Monday, September 24, 2007

"A Species of Political Capitulation"

Ahmadinejad update:

A rule in life I try to live by is that there is always someone smarter and better than you. This is particularly true in blogging. There is always a stonger thinker and writer out there who can say it better than you can. A case in point is Roger Kimball at the New Criterion. Kimball has an excellent post regarding Ahmadinejad at Columbia at the New Criterion's blog Armavirumque titled The Poverty of Liberalism.

Kimball throroughly destroys Lee Bollinger and the lefts facile free speech argument in favor of Columbia inviting Ahmadinejad to speak.

A portion of Kimball's post:
Universities are institutions dedicated to the pursuit and transmission of learning and the furtherance of civilization.
They are not circuses for the exhibition of politically repugnant grandstanding. Free inquiry is not a license for moral irresponsibility. At a university, as at every other human institution, freedom can thrive only when it is limited by allegiance to certain positive values--the value of historical truth, for example, or the moral truth that human dignity is worth preserving.
President Bollinger's sophomoric conception of free speech is precisely the sort of supine intellectualism that,if consistently embraced, would make free speech impossible. President Bollinger primly lectures us that "It should never be thought that merely to listen to ideas we deplore in any way implies our endorsement of those ideas, or the weakness of our resolve to resist those ideas," etc. But he is quite wrong about that. By providing a madman like Ahmadinejad with a platform at Columbia University, President Bollinger has in effect welcomed him into the community of candid reasoners. He has granted him a patent of legitimacy that no amount of "dialogue and reason" can dissipate. In this case, "listening" is indeed tantamount to an endorsement. It reduces free speech to a species of political capitulation and renders dialogue indistinguishable from a suicide pact.

Kimball finishes with a relatively unknown but prescient quote from17th century English essayist Walter Bagehot:
The spectacle of these left-wing academics repudiating men like Larry Summers and Donald Rumsfeld even as they abase themselves scrambling to find excuses for welcoming a fanatic like Mahmoud Ahmadinejad to the halls of a great American University is disgusting.
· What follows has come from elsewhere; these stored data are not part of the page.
PR #186, opened 2025-02-22
Add 3D Alignment

Emma03L:


src/main/kotlin/frc/robot/RobotContainer.kt
```diff
@@ -41,6 +47,16 @@ object RobotContainer {
...
 
+    private val Reef3: Pose2d =
+        getPose2d(3.769, 5.416, Rotation2d.fromDegrees(-60.0))
+    private val Reef4: Pose2d = getPose2d(2.93, 4.030)
+    private val Reef5: Pose2d =
+        getPose2d(3.719, 2.644, Rotation2d.fromDegrees(60.0))
+    private val Reef6: Pose2d =
+        getPose2d(5.255, 2.624, Rotation2d.fromDegrees(120.0))
+
+    private val selectedPose: Pose2d = Reef6
```
katzuv, line 58: shouldn't be here

src/main/kotlin/frc/robot/RobotContainer.kt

I think again of Bagehot's observation that "History is strewn with the wrecks of nations which have gained a little progressiveness at the cost of a great deal of hard manliness, and have thus prepared themselves for destruction as soon as the movements of the world gave a chance for it." Are we really willing to let ourselves--our ideals, our way of life--be carelessly traduced by a rancid leftism so enfeebled that it can no longer distinguish between free speech and suicide? We are even now in the process of answering that question. How we answer it will determine a lot more than the issue of who gets to speak on American college campuses.